Even though, by default, Spring Boot makes certain assumptions about the database configuration by examining the classpath for the presence of supported database drivers, it provides you with easy configuration options to tweak the database access via a set of exposed properties grouped under spring.datasource.

The things that we can configure are url, username, password, driver-class-name, and so on. If you want to consume the datasource from a JNDI location, where an outside container creates it, you can configure this using the spring.datasource.jndi-name property. The complete set of possible properties is fairly large, so we will not go into all of them. However, we will cover more options in Chapter 5, Application Testing, where we will talk about mocking data for application tests using a database.

By looking at various blogs and examples, you may notice that some places use dashes in property names like driver-class-name, while others use camel-cased variants:  driverClassName. In Spring Boot, these are actually two equally supported ways of naming the same property, and they get translated into the same thing internally.

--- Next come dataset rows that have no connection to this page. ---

PR #1793, opened 2020-10-18
julia: minimal mentor notes for run-length-encoding

cmcaine:
This doesn't get submitted often, so I cba writing loads of notes right
now :)

### DIFF
--- a/tracks/julia/exercises/run-length-encoding/mentoring.md
+++ b/tracks/julia/exercises/run-length-encoding/mentoring.md
@@ -1,7 +1,7 @@
 ## Common comments
 
 - You might not know that repeatedly concatenating strings like this causes a lot of strings to be allocated (they are not appended in place). If you want to avoid that you can use an `IOBuffer` or (less efficiently) a vector of `Char`.
-- Using `isnumeric` is safe here because the input is defined quite restrictively, but in general it is not a good idea if what you really mean is `'0' <= c <= '9'` because `isnumeric` matches a lot more characters and is a lot slower. `isdigit` is a safe alternative.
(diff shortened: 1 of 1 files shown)


tracks/julia/exercises/run-length-encoding/mentoring.md
```diff
@@ -0,0 +1,108 @@
+## Common comments
+
+- You might not know that repeatedly concatenating strings like this causes a lot of strings to be allocated (they are not appended in place). If you want to avoid that you can use an `IOBuffer` or (less efficiently) a vector of `Char`.
+- Using `isnumeric` is safe here because the input is defined quite restrictively, but in general it is not a good idea if what you really mean is `'0' <= c <= '9'` because `isnumeric` matches a lot more characters and is a lot slower. `isdigit` is a safe alternative.
```
SaschaMann, line 4:
```suggestion
- Using `isnumeric` is safe here because the input is defined quite restrictively, but in general it is not a good idea if what you really mean is `'0' <= c <= '9'` because `isnumeric` matches a lot more characters, e.g. `¾` or `௰`, and is a lot slower. `isdigit` is a safe alternative.
```

Might help to clarify because it's not immediately obvious what a numeric character is other than 0-9. These examples are from the docs.

tracks/julia/exercises/run-length-encoding/mentoring.md
```diff
@@ -0,0 +1,108 @@
...
+
+
+## Example solutions
```
SaschaMann, line 7: Do you think we should include these even without commentary? One can look up community solutions on the side already, so I'm not sure this adds much?

SaschaMann (approved):
Thanks!

Left two comments but it's up to you what to do with them, feel free to merge it as it is, too.

tracks/julia/exercises/run-length-encoding/mentoring.md
cmcaine: Lots of community solutions are poor, so I think it's worth providing good examples

SaschaMann (approved):

SaschaMann:
Thanks!

PR #1802, opened 2020-10-26
rust/clock: chrono crate

bobahop:
Suggest using the chrono crate that was introduced in the Gigasecond exercise.


SleeplessByte (approved):
Looks good to me. I close-reopened this to make the CI run.

PR #1811, opened 2020-10-30
Update mentoring.md

alkhatib-shopify:


kotp:
While I like the solution with `tally` I don't know if this is the "minimal approvable solution".  It is, however a good talking point; "Can the new method `tally` do much of this work for us?"

kotp (changes requested):
While we are here we should change the class name from WordCount to Phrase, I think.

alkhatib-shopify:
> While I like the solution with `tally` I don't know if this is the "minimal approvable solution". It is, however a good talking point; "Can the new method `tally` do much of this work for us?"

Wouldn't this be similar to the Matrix solution? 
https://github.com/exercism/website-copy/blame/master/tracks/ruby/exercises/matrix/mentoring.md#L8

Since ruby now offers a `.tally` shouldn't we encourage people to use it rather than implement their own?

SleeplessByte:
@kotp did you miss @alkhatib-shopify 's response?

kotp:
> @kotp did you miss @alkhatib-shopify 's response?

Yes, I did.

I think we should encourage it, but until Ruby 2.7 is the target version, it doesn't make sense to bring it up to the front of the class yet, so to speak.   If the target is 2.7+ then it is fine, of course.

alkhatib-shopify:
I’ll reopen the PR from my personal GitHub.

SleeplessByte:
Great @alkhatib-shopify : so long story short, we like it, and we'll merge it if you do.

PR #1815, opened 2020-11-01
Update mentoring.md

MrGeek1337:
removed unused imports and replaced unnecessary for loop with single assignment


cmccandless (approved):
Looks good to me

If you want to connect to a regular (non-embedded) database, besides just having the appropriate driver library in the classpath, we need to specify the driver of our choice in the configuration. The following code snippet is what the configuration to connect to MySQL would resemble:

    spring.datasource.driver-class-name: com.mysql.jdbc.Driver
    spring.datasource.url:   
jdbc:mysql://localhost:3306/springbootcookbook
spring.datasource.username: root spring.datasource.password:

If we wanted Hibernate to create the schema automatically, based on our entity classes, we would need to add the following line to the configuration:

    spring.jpa.hibernate.ddl-auto=create-drop
  
Don't do it in the production environment, otherwise, on startup, all the table schemas and data will be deleted! Use the update or validate values instead, where needed.

You can go even further in the abstraction layer and, instead of autowiring a DataSource object, you could go straight for  JdbcTemplate. This would instruct Spring Boot to automatically create a DataSource and then create a JdbcTemplate wrapping the datasource, thus providing you with a more convenient way of interacting with a database in a safe way. The code for JdbcTemplate is as follows:

@Autowired 
private JdbcTemplate jdbcTemplate; 

You can also look in the spring-boot-autoconfigure source at an org.springframework.boot.autoconfigure.jdbc.DataSourceAutoConfiguration file to see the code behind the datasource creation magic.